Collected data
▬▬▬▬▬▬

PR #361, opened 2017-05-06
Fix into parameters lifetime

EPashkin:
Fix of https://github.com/gtk-rs/gtk/issues/501

cc @GuillaumeGomez


GuillaumeGomez:
Thanks!

PR #329, opened 2021-07-30
Added Wault DEP-BNB

JordanRaphael:
DEP-BNB APY: 12.5k%


MirthFutures:
Does DEP need to be added to tokens?

JordanRaphael:
@MirthFutures sorry for being late, just added it :)

PR #354, opened 2021-08-12
Add getBlockTime helper

sircryptomaxi:
Averages the time for blocks to be mined over the past 100 blocks. APYs will be more accurate if the block times are dynamic.

### DIFF
--- a/src/utils/getBlockTime.js
+++ b/src/utils/getBlockTime.js
@@ -1,0 +1,30 @@
+const { web3Factory } = require('./web3');
+
+const fastestChainBlockTimeInMilliseconds = 3000;
+const blockPeriod = 100;
+
+let cache = {};
+const getBlockTime = async chainId => {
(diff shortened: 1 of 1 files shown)


roman-monk:
i think i saw the case when getBlockNumber returns the number which is not yet available via getBlock(), because of RPC is not synced yet probably

sircryptomaxi:
> i think i saw the case when getBlockNumber returns the number which is not yet available via getBlock(), because of RPC is not synced yet probably

Shall I kick back `currentBlock` by some number to make sure that the block information would be available to the RPC?

ReflectiveChimp:
Instead of getting latest block number via `getBlockNumber` and then calling `getBlock` with that number, try just calling `getBlock('latest')`, and then going back X blocks from there.

I believe `getBlock('latest')` should always return the latest block available to the node (which may or may not match `getBlockNumber`)

ReflectiveChimp:
Also not sure you need to invalidate the cache every 3 seconds, I'm sure something like 5 minutes or so would be fine.

PR #363, opened 2021-08-23
Fix WETH entry

dcFX0:
WETH was mislabeled as WMATIC_DFYN
based upon the contractg address


roman-monk:
thats really DFYN's version of Matic 🤷‍♂️
WETH is this one https://polygonscan.com/address/0x7ceb23fd6bc0add59e62ac25578270cff1b9f619

PR #421, opened 2021-10-06
Update tokens.ts

mjoaris:
One note: I particularly like my description of Sushi over what I had found in the other chains. Might be worth cross-copying?


MirthFutures:
Can you add a , after the website for USDCe? It caused the build to fail.

PR #441, opened 2021-10-17
Feature/jarvis

Qkyrie:
- Added Jarvis Reward Token (JRT)
- Added JRT-ETH pair + Sushi rewardPool


MirthFutures:
Seems like Reward Pool is the MiniChef address, I don't believe this is correct. Does this pair give extra rewards?

Qkyrie:
It does: 
image

PR #501, opened 2021-11-23
Add Bison

sircryptomaxi:


src/api/stats/common/getRewardPoolApys.ts
```diff
@@ -72,12 +75,15 @@ const getPoolsData = async params => {
...
   const rewardRateCalls = [];
   params.pools.forEach(pool => {
-    const rewardPool = new web3.eth.Contract(IRewardPool, pool.rewardPool);
+    const abi = params.tokenPerBlock ? chefAbi(params.tokenPerBlock) : IRewardPool;
+    const tokenPerBlock = params.tokenPerBlock ?? 'rewardRate';
+    const tokenContract = new params.web3.eth.Contract(ERC20, pool.address);
+    const rewardPool = new params.web3.eth.Contract(abi, pool.rewardPool);
     balanceCalls.push({
-      balance: rewardPool.methods.totalSupply(),
+      balance: tokenContract.methods.balanceOf(pool.rewardPool),
```
roman-monk, line 83: this is incorrect, please revert.
i would suggest to revert whole file actually.
what you need is very likely master chef apy, or just custom degen/apy unless its super specific, but i think commonMasterChef will cover it without any internal changes.

sircryptomaxi: Changes to common files reverted. Added custom apy as it's a reward pool structure but the common files don't cover the functions.

roman-monk: its really not rewardPool, rewardPool is always per seconds and without allocPoints.
this is almost perfect master chef, just `totalAllocPoint` is private

PR #513, opened 2021-11-28
quick-matic-wcro

Qkyrie:
- added wcro (yeah, it's called like that even on polygon)
- added quick-matic-wcro


roman-monk:
small conflict, can try to add lp between existing pairs next time if there is another pr with same file changes

Qkyrie:
conflict fixed, pulled master but not sure why the other changes are suddenly there. They are non-functional though.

▬▬▬▬▬▬

Problem requirements: Copy out each line from the preceding entries that mentions the word "when".

Worked solution:
i think i saw the case when getBlockNumber returns the number which is not yet available via getBlock(), because of RPC is not synced yet probably
> i think i saw the case when getBlockNumber returns the number which is not yet available via getBlock(), because of RPC is not synced yet probably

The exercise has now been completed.